C’est donc bien, à son habitude, une nouvelle satire en creux de son époque qu’Eustache Deschampsnous proposait là. Notons que ce n’était pour lui qu’un exercice de style et d’humour et pas un faux-fuyant, puisqu’il a largement démontré, par ailleurs, qu’il n’hésitait pas à être plus direct et frontal dans ses attaques. Comme nous l’avons déjà dit ici, le fait de ne pas dépendre de sa plume pour survivre et s’alimenter lui a sans doute permis une liberté de ton qui, pour notre grand plaisir et intérêt, il faut bien le dire, le distingue d’un certain nombre d’autres poètes de cour.
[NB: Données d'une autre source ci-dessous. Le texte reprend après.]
PR #367, opened 2021-07-01
Add patch to fix native-comp MacOS self contains app build issue

karlbright:
This fixes an issue that was raised in #364 and a fix provided by @bienjensu in #366. The difference between the two PRs is that this uses an upstream patch on the mailing list, and avoids pinning the commit sha.

I have a feeling this will be a temporary fix and will see a fix upstream later for this. However, as it stands, the builds are broken without either this fix or the pinning fix in #366

> I believe commit 5dd2d50 which moved *.eln files and various paths
> around a bit for macOS builds, has re-introduced an old bug from last
> year. Basically the checksums that makes up part of the *.eln file
> names uses the absolute path of the .el file in question, but for self
> contained .app builds it needs to just use the relative path to the
> app itself.

This applies a patch created and providing by Alan Third via the mailing
list.

Source of this patch can be found on the bug-gnu-emacs mailing list.
https://lists.gnu.org/archive/html/bug-gnu-emacs/2021-06/msg01381.html


karlbright:
Closing in favor of already merged #366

Concernant cette dernière, même s’il l’a longtemps pratiquée, le poète médiéval avait fini par lui tourner le dos et on se souvient de certaines de ses poésies critiques sur la vie curiale, qui prennent parfois des allures de diatribes.
Quoiqu’il en soit, pour l’heure et dans cette ballade à double sens, ce sont les valeurs générales de son temps qu’il interpelle ou plutôt leur absence : cupidité, déloyauté, ambition, égoïsme, vice, haine mutuelle, sans oublier bien sûr, au passage, une petite pichenette de rigueur sur la tête des gens de cour, tout y est entre les lignes.
Ballade à double entendement,
sur le temps présent d’Eustache Deschamps
L’en me demande chascun jour Qu’il me semble du temps que voy, Et je respons : C’est tout honour, Loyauté, vérité et foy, Largesce, prouesce et arroy (1), Charité et biens , qui s’advance Pour le commun ; mais , par ma loy, Je ne di pas quanque je pence.
Chascuns doubte* (redoute) son Creatour, L’un à l’autre ne fait annoy*, (d’ennui) Sans vices sont li grant seignour, Au peuple ne font nul desroy* (tort, mal, tourment), Et appaisiez se sont li roy; Cure n’ont d’or ne de finance, Guerre fault* (manque, fait défaut) : c’est vrày, or me croy, Je ne di pas quanque je pence.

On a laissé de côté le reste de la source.